CyberTraining: Pilot: Employing Proper Orthogonal Decomposition (POD) and High-Performance Computing (HPC) in Advanced CI

Part of NSF Initiative on Workforce Development for Cyberinfrastructure (CyberTraining)

Contact

mailDaqing Hou
dhou@clarkson.edu

CyberTraining 2022

Introduction

The cohort participated in our 2022 CyberTraining workshop will be divided into 2 or 3 teams based on the mutual interests and complementary skills that each team possesses. Each team will be led by a PI and assisted by the TA to implement a POD project of their choice in C++. It is expected that each team is able to successfully complete the POD coding and perform the POD simulation of their selected project.

Learning Outcomes

Trainees are expected to demonstrate mastery of the POD method, ability to collect data using FEniCS, and implement POD using algorithms from PETSc and SLEPc in C++. More specifically, the projects can be divided into four milestones as follows:

1. Collect data by modifying the provided sample FEniCS code to fully describe the selected problem in the simulation domain with appropriate BCs and excitations

2 Prepare a code in C++ and use PETSc and SLEPc to perform the method of snapshots and solve a discrete eigenvalue problem to generate POD modes

3 Perform integrations of the POD modes and their gradients in C++ using tools PETSc and SLEPc

4 Solve ODEs to perform POD simulation in C++ using solvers in PETSc.
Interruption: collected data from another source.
Issue #280, opened 2016-04-29
featured reportback should be per competition


angaither:
- currently this is per contest

People have to change the featured RB every single time they send out a message, which is annoying. 
But it's also annoying to try to think of an _easy_ way to set the featured RB per competition. 
I guess we can't all win, like Queen 🐝  does.

![](http://rack.2.mshcdn.com/media/ZgkyMDEzLzAyLzA0L2Y4L0JleW9uY2VTdXBlLjZhMTgwLmdpZgpwCXRodW1iCTEyMDB4OTYwMD4/c69efe61/950/Beyonce-Super-Bowl-Half-Time-GIF.gif)

angaither:
I pushed up a [branch with the migrations](https://github.com/DoSomething/gladiator/tree/move-featured-reportback) and handed off to @deadlybutter

PR #289, opened 2016-05-03
Messages settings

### LINKED ISSUE #250: Expose default email config
Instead of dealing with updating default messages in a [file](https://github.com/DoSomething/gladiator/blob/master/app/Http/Utilities/Correspondence.php) this should be an admin config form in a settings menu.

Project 1: 3D thermal simulation of a small IC

This project will use the FinFET NAND gate as the selected block to generate the POD modes. A different IC consisting of several NOT and NAND gates will be used to train the block. Also, the heat conduction equation will be implemented in FEniCS for the IC structure to collect the data. The team will run through the step-by-step procedure and eventually perform POD simulation of the selected block embedded in the IC with different input excitations, compared against the FEniCS simulation.

Project 2: 3D thermal simulation of a CPU

This project will implement the heat conduction equation in a CPU to study the thermal profile over an entire CPU heated by different dynamic power maps. The team will perform FEniCS simulation to train a CPU. The POD model for the CPU will be validated compared to FEniCS simulations. A good agreement with FEniCS with only 3 or more modes in the POD model is supposed to be observed. Also, the hot-spot distribution in the chip will be analyzed, compared to FEniCS simulation.

Project 3: Quantum eigenvalue problem of a 2D nanostructuree

This project will develop a POD model to solve wave functions in a 2D quantum structure, similar to a superlattice quantum dot structure, influenced by electric field. For simplicity, boundaries are assumed far away from the quantum dots and the wave function nearly vanishes on the boundaries.